I know that friendship seems to have become a recurrent theme through my postings but it is one of the great joys in my life. The friendships I have made since arriving in Geneva buoyed our transition and raised this amazing expatriate experience to a new level.
In Canada, I left behind a network of loving and loyal friends who valiantly nurture our long-distance connection. I am incredibly grateful for their effort. My relationship, thankfully, with my immediate family is extraordinary. I would have chosen every one of them as friends even if they weren’t family!
Among the many thrills that living in Europe has given me is the now close proximity to my oldest friend, Sheila, who has lived in London for the better part of 20 years. We met at age 14, grade nine, at Riverdale High School in Montreal.

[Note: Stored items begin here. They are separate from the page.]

Issue #861, opened 2020-04-04
import to IPFS is always disabled


bluelovers:
**Describe the bug**

import to IPFS is always disabled

![image](https://user-images.githubusercontent.com/167966/78463829-5bb71d80-7714-11ea-9253-050cd65b6a6f.png)

**To Reproduce**

**Expected behavior**

allow import

**Screenshots**

![image](https://user-images.githubusercontent.com/167966/78463703-b8193d80-7712-11ea-8606-704829f22104.png)

**Desktop (please complete the following information):**
 - OS: [e.g. iOS] win 10
 - Browser [e.g. chrome, safari] chrome

![image](https://user-images.githubusercontent.com/167966/78463729-f44c9e00-7712-11ea-8227-9400d0c26cef.png)

**Smartphone (please complete the following information):**

**Additional context**

lidel:
@bluelovers do you have IPFS running? what the version of go-ipfs?

For import to work, you need to have extension enabled and a local IPFS node running:

![2020-04-05--19-18-43](https://user-images.githubusercontent.com/157609/78505223-483a9f80-7772-11ea-8b70-71bfad91f83c.png)

bluelovers:
go-ipfs v0.4.23

![image](https://user-images.githubusercontent.com/167966/78505486-51456400-77a6-11ea-918a-1858cc61ce62.png)

![image](https://user-images.githubusercontent.com/167966/78505492-5efae980-77a6-11ea-941c-80260b780d51.png)

use js-ipfs and update server conf in ipfs-companion

`import to IPFS` is also disabled

lidel:
I see you have `0` peers – that is why it is disabled:

https://github.com/ipfs-shipyard/ipfs-companion/blob/df96a055157a8e715d141ea5bb1d03beb3b58acc/add-on/src/lib/context-menus.js#L166-L168

I believe this is a bug similar to https://github.com/ipfs-shipyard/ipfs-companion/issues/790. 
We should allow imports when there are no peers, as long API is online.

lidel:
I believe the fix is to update mentioned line  to:

```diff
- const ifApi = getState().peerCount > 0 
+ const ifApi = getState().peerCount >= 0 
```

@bluelovers is this something you would be interested in contributing as a PR?

bluelovers:
hmm..., how can u have that many peers ?

PR #863, opened 2020-04-05
fix: import to ipfs is disabled

bluelovers:
https://github.com/ipfs-shipyard/ipfs-companion/issues/861

code by @lidel


jessicaschilling:
@lidel, sending this your way 😊

PR #871, opened 2020-04-24
feat: make Preferences link to docs site

jessicaschilling:
- Moves `privacy-policy.md` and `examples` directory to top level; fixes links to privacy policy that result from the move
- Removes `docs` directory; all the remaining content has been moved to docs beta per https://github.com/ipfs/ipfs-docs-v2/pull/182
- Updates all "Read more" links in Companion prefs to point to the appropriate pages on docs-beta.ipfs.io
   - NOTE: These URLs need to be changed once the docs legacy site is deprecated! But, the [deprecation plan](https://github.com/ipfs/docs/issues/475) does include searching all IPFS codebases for instances of "docs-beta" and fixing. Plus redirects.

As best friends, we shared adolescence, high school, braces, university, first loves, first jobs, marriage, children, wanderlust, braces again, and great distances for almost 30 years. After she met and married her lovely English man, we still managed to communicate regularly and visit every couple of years. Now we exchange visits every couple of months!
She was in Geneva this week for a few brief but blissful days. We had a leisurely laughter-filled lunch with Nat on Thursday at Geneva’s elegant Hôtel les Armures. Over cabillaud, crème brûlée, and conversation, we marveled at the forks and turns of life that brought all three of us to that table.